Ixneigh wrote:The engine has been fine so far, but will just barely get the boat on plane, at around 15 knots.
Are you running ballast in? If so, this is the right speed. Dump ballast and you'll get to 17 knots, if not something is wrong. What prop and what is your tach reported WOT RPM?
lxneigh wrote:Why don't they make an oil recirculating two stroke? Wouldn't that solve all the problems? If the ETEC is point lubricated why not collect the oil and pump it back into the oil tank?
Ix
Because there's no reason to do so.

In a two stroke, the valving arrangement that creates the power every-other-stroke phenomenon requires that some oil remain inside the combustion chamber when the gasoline is injected, and that oil gets flamed off when the gasoline detonates. So losing some oil is unavoidable. Read the wikipedia article on two strokes and imagine how you'd keep a wet-sump oil area separate from the combustion chamber, and you'll see the problem.

Now, with a direct-injection motor like the ETEC (but not a traditional two stroke), you could technically have a separate wet-sump separated from the combustion chamber, and while you'd have to oil both, you could have two separate oiling systems, one which flamed off in the chamber like a two stroke, and one which operated like a 4-stroke with a wet sump where the oil is "permanent" and would have to have periodic oil changes.

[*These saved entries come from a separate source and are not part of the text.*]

PR #648, opened 2025-07-14
fix: make special opt subtyping rule warning more explicit

ilbertt:
**Overview**
Explains better the special opt subtyping rule warning, adding a link to the spec.

### DIFF
--- a/rust/candid/src/types/subtype.rs
+++ b/rust/candid/src/types/subtype.rs
@@ -69,7 +69,7 @@ fn subtype_(
             Ok(())
         }
         (_, Opt(_)) => {
-            let msg = format!("FIX ME! {t1} <: {t2} via special opt rule.\nThis means the sender and receiver type has diverged, and can cause data loss.");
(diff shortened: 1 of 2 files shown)


christoph-dfinity (approved):

rust/candid/src/types/subtype.rs
```diff
@@ -69,7 +69,7 @@ fn subtype_(
             Ok(())
         }
         (_, Opt(_)) => {
-            let msg = format!("FIX ME! {t1} <: {t2} via special opt rule.\nThis means the sender and receiver type has diverged, and can cause data loss.");
+            let msg = format!("WARNING: {t1} <: {t2} due to special subtyping rules involving optional types/fields (see https://github.com/dfinity/candid/blob/master/spec/Candid.md#upgrading-and-subtyping). This means the two interfaces have diverged, which could cause data loss.");
```
mraszyk: Using a "master" link bears the risk of getting dead, pinning down to a commit bears the risk of getting outdated. I guess the former is better, but pointing it out nonetheless.

ilbertt: Fixed

PR #640, opened 2025-07-10
feat: support doc comments in Candid bindings generator

ilbertt:
**Overview**
Adds support for doc comments in the Candid bindings generator.

PR #612, opened 2025-06-10
feat: support argument names

ilbertt:
**Overview**
Adds support for named arguments: if a `.did` Candid declaration file declares functions, classes or services with named arguments, those names are parsed by the `candid-parser` and preserved in the generated bindings.
At the same time, the names of the arguments are preserved if the Candid declaration file is generated from a Rust canister.

**Requirements**
To consider this feature complete, the Motoko compiler should preserve the actor methods names from Motoko canisters to the Candid declaration files.

**Considerations**
This change should be backwards compatible.

Picked up from https://github.com/ilbertt/candid/tree/luca/arg-names

PR #652, opened 2025-07-25
feat: introduce new methods to avoid breaking API change in candid crate

lwshang:
This PR refactors recent changes (#612 and #640) to avoid a major version bump in `candid` crate.
> * Breaking changes:
>   + `pp_args` and `pp_init_args` now require a `&[ArgType]` parameter. The `pp_rets` function has been added, with the signature of the old `pp_args`.
>   + `pretty::candid::pp_label` now takes a `&Label` parameter, instead of a `&SharedLabel`.

The previously altered API (`pp_args`, `pp_init_args`, `pp_label`) has been restored to maintain backward compatibility. 

The intended new behavior is now exposed via new, non-breaking methods: `pp_named_args`, `pp_named_init_args` and `pp_label_raw`.

### DIFF
--- a/rust/candid/src/pretty/candid.rs
+++ b/rust/candid/src/pretty/candid.rs
@@ -1,7 +1,9 @@
 use std::collections::HashMap;
 
 use crate::pretty::utils::*;
-use crate::types::{ArgType, Field, FuncMode, Function, Label, Type, TypeEnv, TypeInner};
+use crate::types::{
+    ArgType, Field, FuncMode, Function, Label, SharedLabel, Type, TypeEnv, TypeInner,
+};
 use pretty::RcDoc;
 
 static KEYWORDS: [&str; 30] = [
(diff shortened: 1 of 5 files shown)


rust/candid/src/types/subtype.rs
ilbertt, line 1: Even if behind the `printer` feature flag, `pp_args` accepting `&[ArgType]` is a breaking change. Same for the `pp_args` when printer feature is disabled. See:

- https://github.com/dfinity/candid/compare/2024-05-14...master#diff-07230204a6f223a07a547ad828596f33c98c0d14c1079ced96eb66f6f75b016dL280
- https://github.com/dfinity/candid/compare/2024-05-14...master#diff-07230204a6f223a07a547ad828596f33c98c0d14c1079ced96eb66f6f75b016dL291

rust/candid/src/pretty/candid.rs
```diff
@@ -147,16 +156,19 @@ fn pp_fields(fs: &[Field], is_variant: bool) -> RcDoc {
 }
 
 pub fn pp_function(func: &Function) -> RcDoc {
-    let args = pp_args(&func.args);
-    let rets = pp_rets(&func.rets);
+    let args = pp_named_args(&func.args);
+    let rets = pp_args(&func.rets);
```
ilbertt: I would keep the `pp_rets` function, even just as a wrapper of `pp_args` because it feels so weird to print return types using the `pp_args` function.

ilbertt (commented):
Makes sense! Just a couple of comments

rust/candid/src/types/subtype.rs
lwshang: The links didn't show me the expected diff. I assume you're referring to the `pp_args` method in `subtype.rs` (in the bottom). Since it's not a public API, we should be able to change its signature without issue.

ilbertt: Oh, GitHub messing up with the UI. Anyway, yes, you are right. I've resolved this comment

But given that you must burn oil anyway, why not cycle all the oil through through the combustion chamber so you've always got "new" oil in the motor?

This begs the question: Why do we change oil?

It's not because the oil gets "dirty". It's also not because the oil collect metal shavings from the engine as it wears. While both of those are true, neither of them are why oil degrades and neither of them would build up fast enough to require frequent oil changes.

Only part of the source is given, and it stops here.